PR #231, opened 2025-04-24
QMS Content Update - Measure Overview

ajaitasaini:
### Related ticket(s)

CMDCT-

---
### Important updates

---
### Author checklist

---

### DIFF
--- a/services/app-api/forms/2026/elements.ts
+++ b/services/app-api/forms/2026/elements.ts
@@ -51,7 +51,10 @@ export const measureInstructions: AccordionTemplate = {
   id: "measure-instructions",
   label: "Instructions",
   value:
-    "[Optional instructional content that could support the user in completing this page]",
+    "<b>Instructions for Completing this Measure</b>" +
+    "<br><br>Before you can click the <b>“Complete measure”</b> button, you must answer all required (non-optional) questions for the measure and any associated measure sections (such as delivery method or measure part)." +
+    "<br><br>Please review your responses to ensure all mandatory fields are filled out before proceeding." +
+    "<br><br>The <b>“Clear measure data”</b> button can be used to reset the entire measure (including any completed sections).  All data previously entered will be cleared and not submitted upon report completion.",
 };
 
 export const measureDetailsSection: MeasureDetailsTemplate = {
@@ -84,9 +87,9 @@ export const isTheStateReportingThisMeasure: RadioTemplate = {
     "Warning: Changing this response will clear any data previously entered in this measure.",
   id: "measure-reporting-radio",
   value: [
-    { label: "Yes, the state is reporting on this measure", value: "yes" },
+    { label: "Yes, the state is reporting on this measure.", value: "yes" },
     {
-      label: "No, CMS is reporting this measure on the state's behalf",
+      label: "No, CMS is reporting this measure on the state's behalf.",
       value: "no",
     },
   ],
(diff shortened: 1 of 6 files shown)


services/app-api/forms/2026/elements.ts
```diff
@@ -51,7 +51,10 @@ export const measureInstructions: AccordionTemplate = {
   id: "measure-instructions",
   label: "Instructions",
   value:
-    "[Optional instructional content that could support the user in completing this page]",
+    "<b>Instructions for Completing this Measure</b>" +
+    "<br><br>Before you can click the <b>“Complete measure”</b> button, you must answer all required (non-optional) questions for the measure and any associated measure sections (such as delivery method or measure part)." +
+    "<br><br>Please review your responses to ensure all mandatory fields are filled out before proceeding." +
+    "<br><br>The <b>“Clear measure data”</b> button can be used to reset the entire measure (including any completed sections).  All data previously entered will be cleared and not submitted upon report completion.",
```
benmartin-coforma, line 57: Nitpicks here:
* I'd rather see us mark blocks of text with `<p>` tags, than build them out with manual linebreaks.
* Use of the `<b>` tag to boldify text is generally discouraged in favor of `<strong>` when the reason for bolding is to indicate importance, so I recommend it for the subheading here.
   * Although arguably this should be a `<h2>` or `<h3>` instead, since it is literally a subheading? But I won't get fussy about that.
* On the other hand `<b>` _can_ be used to bring attention to keywords, and I think calling out specific buttons' text qualifies. So I'm not recommending to swap out all uses here.
* And this can turn into a hair-splitting argument about the line between styling and semantics. You can [read all about it here.](https://developer.mozilla.org/en-US/docs/Web/HTML/Reference/Elements/b#usage_notes)

```suggestion
    "<strong>Instructions for Completing this Measure</strong>" +
    "<p>Before you can click the <b>“Complete measure”</b> button, you must answer all required (non-optional) questions for the measure and any associated measure sections (such as delivery method or measure part).<p>" +
    "<p>Please review your responses to ensure all mandatory fields are filled out before proceeding.</p>" +
    "<p>The <b>“Clear measure data”</b> button can be used to reset the entire measure (including any completed sections).  All data previously entered will be cleared and not submitted upon report completion.</p>",
```

services/app-api/forms/2026/elements.ts
```diff
@@ -156,6 +165,8 @@ export const didYouFollowSpecifications: RadioTemplate = {
           id: "measure-following-tech-specs-no-explain",
           label: "Please explain the variance.",
           required: true,
+          helperText:
+            "Include the name of which technical specifications that were used in the reporting of this measure, or any data elements that were collected outside of the most current guidance (e.g. sampling size, population, denomination calculation etc.)",
```
benmartin-coforma, line 169: This does match the wording in the document, but I think the wording in the document is probably incorrect, because it's ungrammatical. Here's one way we might fix it:

```suggestion
          helperText:
            "Include the name of which technical specifications were used in the reporting of this measure, or any data elements that were collected outside of the most current guidance (e.g. sampling size, population, denomination calculation etc.)",
```

benmartin-coforma (dismissed):
Code looks good! Thanks Ajaita 👍

rocio-desantiago (dismissed):
Looks good

rocio-desantiago (approved):
Good catch 👍

benmartin-coforma (approved):

PR #233, opened 2025-04-24
Sidebar Show/Hide Fix + Unlock Modal + Spinners

ailZhou:
### Description

1) Sidebar show & hide is now part of the state management. It will stay hidden when you go into a full page view and then go back to the sidebar view.

2) Missing unlock modal 

- There is this modal now that pops up when you unlock a report.

Screenshot 2025-04-29 at 3 51 43 PM

3) Spinners (all these are subjected to change since Megan is out)

- There are now spinners when you click submit report 

https://github.com/user-attachments/assets/9c027c9b-7e88-4019-ae53-bec51be0d8f7

- A spinner when you Archive and a spinner when you click Unlock

https://github.com/user-attachments/assets/3a4ec9f2-b925-4ab9-a91d-e299158d1c62

### Related ticket(s)

CMDCT-4566

---
### How to test

Deploy Link: https://d1cy49o5i9piuq.cloudfront.net/

Review that the changes above exist and that there's no unexpected weirdness.

### Important updates

---
### Author checklist

---


BearHanded (dismissed):

services/ui-src/src/components/pages/Dashboard/DashboardTable.tsx
```diff
@@ -39,25 +56,14 @@ export const getStatus = (report: Report) => {
...
-  showEditNameColumn: boolean | undefined,
-  showReportSubmissionsColumn: boolean,
-  showAdminControlsColumn: boolean | undefined,
-  openAddEditReportModal: Function,
-  navigate: NavigateFunction,
-  userIsEndUser: boolean | undefined,
-  toggleArchived: Function,
-  toggleRelease: Function
-) => {
+export const HorizontalTable = (props: TableProps) => {
```
benmartin-coforma, line 59: Nice! I'm glad that, when faced with adding an 11th and 12 argument to this function, you instead collapsed them all down into a single props object. Would you consider re-expanding the function signature so that the props are immediately destructured into named variables? It's more lines of code, but personally I find it easier to trace individual properties' usage. Or is having fewer lines of code the exact reason you made the change?

services/ui-src/src/components/pages/Dashboard/DashboardTable.tsx
```diff
@@ -27,6 +28,22 @@ import { useState } from "react";
...
+  showEditNameColumn: boolean | undefined;
+  showReportSubmissionsColumn: boolean;
+  showAdminControlsColumn: boolean | undefined;
+  openAddEditReportModal: Function;
+  navigate: NavigateFunction;
+  userIsEndUser: boolean | undefined;
+  toggleArchived: Function;
+  toggleRelease: Function;
+  archiving: number | undefined;
+  unlocking: number | undefined;
```
benmartin-coforma, line 46: This is very neat. It took me a minute to understand why these are numbers, but now I see: they're indexes into the table rows. With these indexes, we can display the spinner in exactly the right spot.

Do you think there's a way we could make that more obvious? Maybe with a `/** doc comment*/`, or with a rename? Maybe something like `archivingIndex`?

services/ui-src/src/components/pages/Dashboard/DashboardTable.tsx
```diff
@@ -75,38 +81,49 @@ export const HorizontalTable = (
...
                   variant="link"
-                  onClick={async () => await toggleRelease(idx)}
+                  fontSize="sm"
+                  onClick={async () => await props.toggleRelease(idx)}
                   disabled={
-                    report.status !== ReportStatus.SUBMITTED || report.archived
+                    report.status !== ReportStatus.SUBMITTED ||
+                    report.archived ||
+                    props.unlocking === idx
                   }
```
benmartin-coforma, line 109: I'm not sure about this - it may be a good idea for us to instead disable the button when `props.unlocking !== undefined`

My thinking is that, if the user clicks two unlock buttons quickly enough, the `props.unlocking` value of the first will be overwritten by the second. I don't _think_ this is a problem as far as correctness is concerned; they're independent requests that will parallelize just fine. But we will get confused about where to display the spinner(s). So we should prevent the user from clicking any unlock button until the first unlock action is complete.

Does that sound right, or am I off base?

services/ui-src/src/components/pages/Dashboard/DashboardTable.tsx
```diff
@@ -118,26 +135,16 @@ export const HorizontalTable = (
...
-  showEditNameColumn: boolean | undefined,
-  showReportSubmissionsColumn: boolean,
-  showAdminControlsColumn: boolean | undefined,
-  openAddEditReportModal: Function,
-  navigate: NavigateFunction,
-  userIsEndUser: boolean | undefined,
-  toggleArchived: Function,
-  toggleRelease: Function
-) => {
+export const VerticleTable = (props: TableProps) => {
```
benmartin-coforma, line 138: While you're in here I would absolutely love if you renamed this component to `VerticalTable` 🤠

services/ui-src/src/components/report/SubmitReportModal.tsx
```diff
@@ -4,6 +4,7 @@ export const SubmitReportModal = (onClose: Function, onSubmit: Function) => {
   const submitHandler = async () => {
     await onSubmit();
   };
+
```
benmartin-coforma, line 7: Yesss give the code room to breathe 🙏

services/ui-src/src/components/pages/Dashboard/DashboardTable.tsx
ailZhou: i did consider it but then it felt like why did i bother merging them into a single prop object if i was doing to destructured them into variables right after 😓

services/ui-src/src/components/pages/Dashboard/DashboardTable.tsx
ailZhou: i did think about that as a concern, but i don't think from a UX perspective that it makes sense. Also, these spinners are more of a placeholder until we have time to think the scenario though so it's not a one and done situation. We have questions like, do we allow users to do multiple archiving/unlocks at once? Is that something we should handle? etc.

rocio-desantiago (approved):
All actions work accordingly.

Side note: not related to the changes in this PR but when I selected "No" for the poms question, the poms still showed up. I was trying to fill less out to submit but that plan didn't work. Might need a spike to investigate that.

services/ui-src/src/components/pages/Dashboard/DashboardTable.tsx
benmartin-coforma: Alright. I'm fine leaving "fix up spinner behavior when archiving multiple reports as once" as a potential future ticket.

benmartin-coforma (approved):
Thanks Aileen!

PR #239, opened 2025-04-28
[CMDCT-4567] Report Data Deduplication

BearHanded:
### Description

This should be pretty reviewable by commit
1) Shift the types around a bit to remove the measureLookup and templates. This info gets folded into the pages as they are built, and is practically a x2 multiplier on data size.
2) Remove "title" field, as "name" was being conventionally used. Title was only interacted with in tests and on the Export page. Unified.

No fancy screenshots to post, everything should behave as normal.

### Related ticket(s)

CMDCT-4567

---
### How to test

https://d7tpl59j331fb.cloudfront.net/
- Build a report
- Inspect the network response, make sure measureLookup and measureTemplates aren't in there, just .pages.
- Check that the more complex pages of the app are looking that use that information built into pages. The delivery methods table is a good example.

### Important updates

---
### Author checklist

---


services/app-api/handlers/reports/buildReport.ts
benmartin-coforma, line 1: I promised you an opinion on this: I do think we end up at a cleaner place if we build the report up from the pieces of the templates, versus cloning the template and deleting the pieces we don't need. Would look something like this:

```ts
//...
) => {
  const year = reportOptions.year;
  const template = getReportTemplate(reportType, year);
  const cmitList = getCmitInfo(year);

  const report: Report = {
    type: template.type,
    year: template.year,
    state: state,
    id: KSUID.randomSync().string,
    created: Date.now(),
    lastEdited: Date.now(),
    lastEditedBy: user.fullName,
    lastEditedByEmail: user.email,
    status: ReportStatus.NOT_STARTED,
    name: reportOptions.name,
    options: reportOptions.options,
    archived: false,
    submissionCount: 0,
    pages: structuredClone(template.pages),
  };

  if (reportType == ReportType.QMS) {
    // ...
```

benmartin-coforma (approved):

rocio-desantiago (approved):
Confirmed changes in deploy link

PR #212, opened 2025-04-18
[HCBS] State Performance Target Question Required

rocio-desantiago:
### Description

This PR fixes the bug where complete section was showing up even though the answer for the "required" performance Target question was left blank.

Alternate option for the logic is: 
Looks cleaner but not sure if as readable. Curious what thoughts are:
```
if (
  [uniqueRate.rate, uniqueRate.performanceTarget].some(
    (uniqueRateValue) => uniqueRateValue === undefined || uniqueRateValue === ""
  )
) {
  return false;
}
```

### Related ticket(s)

CMDCT-4554

---
### How to test

**Deploy link:** https://d13wce1kd9m1xw.cloudfront.net/

1. Sign into HCBS, any state user.
2. Create a new QMS report, say yes to the POM measures to check those too.
3. Go to any measure and confirm that if you leave the answer blank for the question: "What is the 2028 state performance target for this assessment?", that the complete button stays disabled. To test this accurately, make sure to click anywhere on the page due to onblur behavior.
4. 

---
### Author checklist

- [x] I have performed a self-review of my code
- [ ] I have added [thorough](https://shorturl.at/aejkF) tests, if necessary
- [ ] I have updated relevant documentation, if necessary
---

_convert to a different template: [test → val](?expand=1&template=test-to-val-deployment.md)_ | _[val → prod](?expand=1&template=val-to-prod-deployment.md)_

PR #244, opened 2025-04-30
NDR Field Bug Fix

ailZhou:
### Description

[Same issue as this PR](https://github.com/Enterprise-CMCS/macpro-mdct-hcbs/pull/212) but with NDR Field rate calcs. The solution is to also see if performanceTarget or rates is "".

https://github.com/user-attachments/assets/014e5493-fbc3-413a-b908-7339546653ad

Also in this pr is a styling fix, I moved the button back to the right:
Screenshot 2025-04-30 at 2 42 56 PM

**Why does the solution require a cast?**
`(uniqueRate.rate as number | string) === ""`

So typescript is working correctly, as we have set rate to be a number and a number only. The issue is that for user experience, we have to be able to have an empty textbox and an undefined was not enough. An undefined causes the input to not fire our onchange/onblur correctly but we didn't want to allow it to take strings as we only wanted numbers to be save so we have this weird amalgamation. This is why we have to case before checking.

### Related ticket(s)

---
### How to test

2) Create a new QMS report, no POM measures needed
3) Go to Optional Measure Results page
4) Edit "HCBS-10: Self-direction of Services and Supports Among Medicaid Beneficiaries Receiving LTSS through Managed Care Organizations" 
5) Fill out a performance measure and make sure that the [Complete section] button is enabling/disabling correctly.

### Important updates

---
### Author checklist

---

### DIFF
--- a/services/ui-src/src/utils/state/reportLogic/completeness.ts
+++ b/services/ui-src/src/utils/state/reportLogic/completeness.ts
@@ -200,8 +200,16 @@ const rateIsComplete = (element: PerformanceRateTemplate) => {
     for (const rateAnswer of element.answer) {
       if (!rateAnswer.rates) return false;
       for (const uniqueRate of rateAnswer.rates) {
-        if (uniqueRate.performanceTarget === undefined) return false;
-        if (uniqueRate.rate === undefined) return false;
+        if (
+          uniqueRate.performanceTarget === undefined ||
+          (uniqueRate.performanceTarget as number | string) === ""
+        )
+          return false;
+        if (
+          uniqueRate.rate === undefined ||
+          (uniqueRate.rate as number | string) === ""
+        )
+          return false;
       }
     }
   }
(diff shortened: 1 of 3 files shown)


services/ui-src/src/utils/state/reportLogic/completeness.ts
```diff
@@ -200,8 +200,13 @@ const rateIsComplete = (element: PerformanceRateTemplate) => {
...
       if (!rateAnswer.rates) return false;
       for (const uniqueRate of rateAnswer.rates) {
-        if (uniqueRate.performanceTarget === undefined) return false;
-        if (uniqueRate.rate === undefined) return false;
+        if (
+          uniqueRate.performanceTarget === undefined ||
+          (uniqueRate.performanceTarget as number | string) === "" ||
+          uniqueRate.rate === undefined ||
+          (uniqueRate.rate as number | string) === ""
+        )
```
BearHanded, line 208: Alternatively something like this might be more readable
```
const emptyAnswers = ["", undefined];
if (
  emptyAnswers.includes(uniqueRate.performanceTarget) || 
  emptyAnswers.includes(uniqueRate.rate))
) {
```

BearHanded (approved):

services/ui-src/src/utils/state/reportLogic/completeness.ts
ailZhou: change made, using that style instead

BearHanded (approved):

benmartin-coforma (approved):
Seems fine to me

PR #245, opened 2025-04-30
[CMDCT-4617] Radio Tab Fix

BearHanded:
Tabbing through radios was having a weird effect when you skipped right past. This was due to removing the onBlur handling in favor of onchange, but KEEPING the onBlur handlers in the component.

The component would write the radio value of the previewed item into the hook form on tab, whatever we had in place at the wrapper level before prevented this for empty values.

This removes the vestigial traces of the blur handling, and assumes we're using change for everything.

I tested most odd interactions I could think of, but please poke around, give it a shot. 
### Related ticket(s)

CMDCT-4617

---
### How to test

Report Creation Modal, 
- Enter name
- Tab through to submit without filling anything out
- You shouldn't be able to submit, good job us.

Measure Details
- Tab through the delivery method question to complete
- the table should not have lit up an edit link unexpectedly

### Important updates

---
### Author checklist

---

### DIFF
--- a/services/ui-src/src/components/fields/DateField.test.tsx
+++ b/services/ui-src/src/components/fields/DateField.test.tsx
@@ -64,18 +64,12 @@ describe("<DateField />", () => {
       render(dateFieldComponent);
       const dateFieldInput = screen.getByRole("textbox");
 
-      await userEvent.type(dateFieldInput, "10162024[Tab]");
-
-      /*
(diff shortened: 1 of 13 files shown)


benmartin-coforma (approved):
I haven't tested this, but the code looks A-OK

rocio-desantiago (approved):
Tested and it's being normal 😄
-- -- --
Your instructions: Each line in the records that carries "were" must be copied out.

Answer for the task:
+            "Include the name of which technical specifications that were used in the reporting of this measure, or any data elements that were collected outside of the most current guidance (e.g. sampling size, population, denomination calculation etc.)",
            "Include the name of which technical specifications were used in the reporting of this measure, or any data elements that were collected outside of the most current guidance (e.g. sampling size, population, denomination calculation etc.)",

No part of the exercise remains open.